Uma femea ocelaris 8 anos, espero que ainda esteja viva entreguei-a numa loja quando desmontei o aquário para passado 15 dias voltar ao vício que saudedes tenho deste exemplar magnifico.

----------


## Paulo J. Oliveira

eu tenho um premna ha cerca de 5 anos no meu aqua, sendo o peixe mais terrivel que conheço e alguma vez tive.
abraço
oliveira

----------


## Jose Neves

A 15 dias :yb624:   :yb624:   :yb624:   :yb624:

----------


## Carlos Conde

Boas

tenho uma salaria a quase 5 anos.

Tá grande que se farta.

----------


## António A Silva

Olá a todos,
tenho um palhaço com mais de 10 anos, seguramente, continua excelente ... a propósito alguém sabe quantos anos poderá ele ainda viver?

----------


## Mauricio Foz

Um(a) Blue Tang, Paracanthurus hepatus, desde fevereiro de 1998.

----------


## Jorge Neves

Tenho um Clarki com 12 aninhos...está crescido.

----------


## Reges Fernando Lopes

> Um(a) Blue Tang, Paracanthurus hepatus, desde fevereiro de 1998.


Bom dia, estou remontando meu aquario e devido a dificuldade em encontrar corais aqui na cidade de Ribeirão Preto, gostaria de saber se vc tem mudas para venda?

Obrigado
reges.lopes@esmotos.com.br

----------


## Rita Bezerra

:Olá: Bom dia!

Tenho á mais de um ano :SbSourire2: 
1 Salária
1 Gobius
1 Ocelaris
1 Balão

Todos de óptima saúde :SbOk:

----------


## Nuno Prazeres

Tenho 7 peixes: 6 com mais de 5 anos e um com um ano e um mês mas este último nasceu por cá - um occelaris.

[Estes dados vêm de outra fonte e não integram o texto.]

PR #1195, opened 2017-11-27
Add Dockerfile and seeds for using within end-to-end tests

RyanMacG:
This allows for the app to be included in the end-to-end testing project.


Dockerfile
```diff
@@ -0,0 +1,20 @@
+FROM ruby:2.2.4
+RUN apt-get update -qq && apt-get upgrade -y
+RUN apt-get install -y build-essential nodejs && apt-get clean
+
```
kevindew: You seem to have a rogue extra line here

PR #1219, opened 2017-12-12
Add link check report to db

tsteer:
Add link check report and link check report links to db. This stores status of links when link checker is run

### DIFF
--- a/app/models/link.rb
+++ b/app/models/link.rb
@@ -1,0 +1,17 @@
+class Link
+  include Mongoid::Document
+  include Mongoid::Timestamps
+
+  embedded_in :link_check_report
+
+  field :uri, type: String
+  field :status, type: String
+  field :checked, type: DateTime
+  field :check_warnings, type: Array
+  field :check_errors, type: Array
+  field :problem_summary, type: String
+  field :suggested_fix, type: String
+
+  validates :uri, presence: true
+  validates :status, presence: true
+end
--- a/app/models/link_check_report.rb
+++ b/app/models/link_check_report.rb
@@ -1,0 +1,19 @@
+class LinkCheckReport
+  include Mongoid::Document
+  include Mongoid::Timestamps
+
+  embeds_many :links
+
+  accepts_nested_attributes_for :links
+
+  field :batch_id, type: Integer
+  field :status, type: String
+  field :manual_id, type: String
+  field :section_id, type: String
+  field :completed_at, type: DateTime
+
+  validates :batch_id, presence: true
+  validates :status, presence: true
+  validates :links, presence: true
+  validates :manual_id, presence: true
+end
--- a/spec/models/link_check_report_spec.rb
+++ b/spec/models/link_check_report_spec.rb
@@ -1,0 +1,50 @@
+require "spec_helper"
+
+describe LinkCheckReport, type: :model do
+  let(:attributes) do
+    {
+      links: [{ uri: "http://www.example.com", status: "error" }],
+      batch_id: 1,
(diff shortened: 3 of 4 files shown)


app/models/link_check_report.rb
```diff
@@ -0,0 +1,18 @@
...
+  include Mongoid::Timestamps
+
+  embeds_many :links
+
+  accepts_nested_attributes_for :links
+
+  field :batch_id, type: Integer
+  field :status, type: String
+  field :link_reportable_type, type: String
+  field :link_reportable_id, type: Integer
```
lukemorton: I wonder if we need the same polymorphic relationship with link check reports in manuals publisher.

Are we going to be checking links for more than manuals? Perhaps @thomasleese would know.

tsteer: @lukemorton Seb thinks that there are a few different types, so think link_reportable_type is needed

app/models/link.rb
```diff
@@ -0,0 +1,19 @@
+class Link
+  include Mongoid::Document
+  include Mongoid::Timestamps
+
+  embedded_in :link_check_report
+
+  field :uri, type: String
```
thomasleese: Do we need to add some `null: false` on these?

lukemorton: Will that then mean the key does not exist in mongo? If that's preferred then okay we can add to any fields we expect to be null.

lukemorton: I think though that :uri will never be null as we have validations below to ensure that.

thomasleese: Hmm, no, I thought it would add some validation to make sure the fields aren't ever `nil`, but it looks like you can't actually do that in Mongoid anyway.

app/models/link.rb
```diff
@@ -0,0 +1,19 @@
...
+  field :status, type: String
+  field :checked, type: DateTime
+  field :check_warnings, type: String
```
thomasleese: Should these not be arrays of strings?

lukemorton:
Yes good catch. I think with Mongoid you can only specify the type as
`Array` rather than an array of strings.

Thinking about it, feels like this should be an embeds_many and we
introduce another model for errors and warnings.

app/models/link.rb
thomasleese: I would just stick with `type: Array` to be honest, no need to specify the element type exactly.

tsteer:
@thomasleese Could you have a look at this please?

.rubocop.yml
```diff
@@ -1,6 +1,7 @@
 AllCops:
   TargetRubyVersion: 2.2
-
+Metrics/BlockLength:
```
thomasleese: I don't quite understand why we're making this change?

h-lame: We had a discussion about this in #1224 but ultimately decided we don't need it.  This commit needs to be dropped form this PR (and any others it's been introduced in).

lukemorton: Dropped 👍

app/models/link_check_report.rb
thomasleese: Here https://github.com/alphagov/manuals-publisher/pull/1225/files#diff-4c62e07f8da55a84ff899aa3c1293d9eR26 we see to be referring to some a `manuals_id` and `section_id` field, do we need to change that here too?

thomasleese: As mentioned on that PR, if we're going to only have `manual_id` and `section_id`, we could define a method:

```
def is_for_section?
  section_id.present?
end
```

PR #1222, opened 2017-12-13
Implement link checking endpoint for manuals

tsteer:
- Add link checker api to services

### DIFF
--- a/app/services/link_check_report/create_service.rb
+++ b/app/services/link_check_report/create_service.rb
@@ -1,0 +1,63 @@
+require "services"
+require "govspeak/link_extractor"
+
+class LinkCheckReport::CreateService
+  class InvalidReport < RuntimeError
+    def initialize(original_error)
+      @message = original_error.message
+    end
+  end
+
+  def initialize(user:, link_reportable_type:, link_reportable_id:)
+    @user = user
+    @link_reportable_type = link_reportable_type
+    @link_reportable_id = link_reportable_id
+  end
+
+  def call
+    link_report = call_link_checker_api
+
+    report = LinkCheckReport.new(
+      batch_id: link_report.fetch(:batch_id),
+      completed_at: link_report.fetch(:completed_at),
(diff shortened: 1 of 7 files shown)


app/services/link_check_report/create_service.rb
```diff
@@ -0,0 +1,58 @@
...
+      Manual.find(link_reportable_id, user)
+    end
+  end
+
+  def uris
+    Govspeak::LinkExtractor.new(link_reportable.body).links
+  end
+
+  def call_link_checker_api
+    Services.link_checker_api.create_batch(uris)
```
SebAshton: Needs the `webhook_uri` and a `webmock_secret` too

lukemorton: We'll cover this in a subsequent PR once there is a webhook_uri to point to.

app/services/link_check_report/create_service.rb
```diff
@@ -0,0 +1,63 @@
...
+  end
+
+  def call
+    link_report = call_link_checker_api
+
+    report = LinkCheckReport.new(
+      batch_id: link_report.fetch(:batch_id),
+      completed_at: link_report.fetch(:completed_at),
+      status: link_report.fetch(:status),
+      link_reportable_type: link_reportable_type,
```
thomasleese: Should this be using `manual_id` and `section_id`?

spec/services/link_check_report/create_service_spec.rb
```diff
@@ -0,0 +1,124 @@
+require "spec_helper"
+
+RSpec.describe LinkCheckReport::CreateService do
+  let(:user) { FactoryGirl.create(:user) }
+
+  let(:link_check_report) { double(:link_check_report, valid?: nil, save!: nil) }
```
thomasleese: Would be good to use a Factory Bot class here to make sure the fields definitely exist on the model.

PR #1224, opened 2017-12-14
Ignore BlockLength as jenkins doesn’t care

tsteer:
We have removed the lint check for block length from rubocop as the configuration on jenkins indicates that when we explicitly ignore it for a single block that in fact it's not necessary at all:

```
spec/models/link_check_report_spec.rb:3:1: W: Lint/UnneededDisable: Unnecessary disabling of Metrics/BlockLength.
# rubocop:disable Metrics/BlockLength
^^^^^^^^^^^^^^^^^^^^^^^^^^^^^^^^^^^^^
spec/models/link_spec.rb:3:1: W: Lint/UnneededDisable: Unnecessary disabling of Metrics/BlockLength.
# rubocop:disable Metrics/BlockLength
^^^^^^^^^^^^^^^^^^^^^^^^^^^^^^^^^^^^^
```

### DIFF
--- a/.rubocop.yml
+++ b/.rubocop.yml
@@ -1,6 +1,7 @@
 AllCops:
   TargetRubyVersion: 2.2
-
+Metrics/BlockLength:
+  Enabled: false
 Lint/HandleExceptions:
   Exclude:
     - 'spec/**/*'


floehopper:
I may well be missing something, but isn't this cop [already disabled in specs by `govuk-lint`][1]?

[1]: https://github.com/alphagov/govuk-lint/blob/4caf53ffa6be259097ac7ecda03facca9efc2118/configs/rubocop/other-excludes.yml#L5-L9

h-lame:
I think you're right @floehopper  - when I wrote my comment @tsteer hadn't written the extra info above so I didn't clock that it was about some specs.  I don't think we need to make this change at all, we already ignore block length for specs so as long as we don't include `# rubocop:disable Metrics/BlockLength` magic comments in the specs then lint won't warn that it's an unneeded disabling.

Does that make sense to you @tsteer?  Would it be ok to close this without merging?

tsteer:
@h-lame Hmmmm, I was getting BlockLength metric errors previously. Removing this line now and rubocop is working fine again.

Nothing to see here... move along.

PR #1225, opened 2017-12-14
Add link check reports for sections

tsteer:


h-lame:
We should probably remove the `Ignore BlockLength as jenkins doesn’t care` commit from here based on the discussion on #1224

app/services/link_check_report/create_service.rb
```diff
@@ -33,11 +35,14 @@ def call
 
 private
 
-  attr_reader :user, :link_reportable_type, :link_reportable_id
+  attr_reader :user, :link_reportable_type, :manual_id, :section_id
 
   def link_reportable
     if link_reportable_type == "manual"
```
thomasleese: Do we need this, could we just have?

```
def is_for_section?
  section_id.present?
end
```

thomasleese:
Seems like this could be merged with #1222?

Faço ponto de honra em maximizar a qualidade de vida deles. Até hoje só tive duas mortes (se não considerar os milhares que se perdem nas desovas de palhaços). Ainda assim morreram ambos de manifesta velhice.

É uma pena o que se passa por aí.

Deve ser um rácio para aí de 1 para 100 o dos peixes que após a captura vivem mais 5 anos e se calhar estou a ser generoso.

----------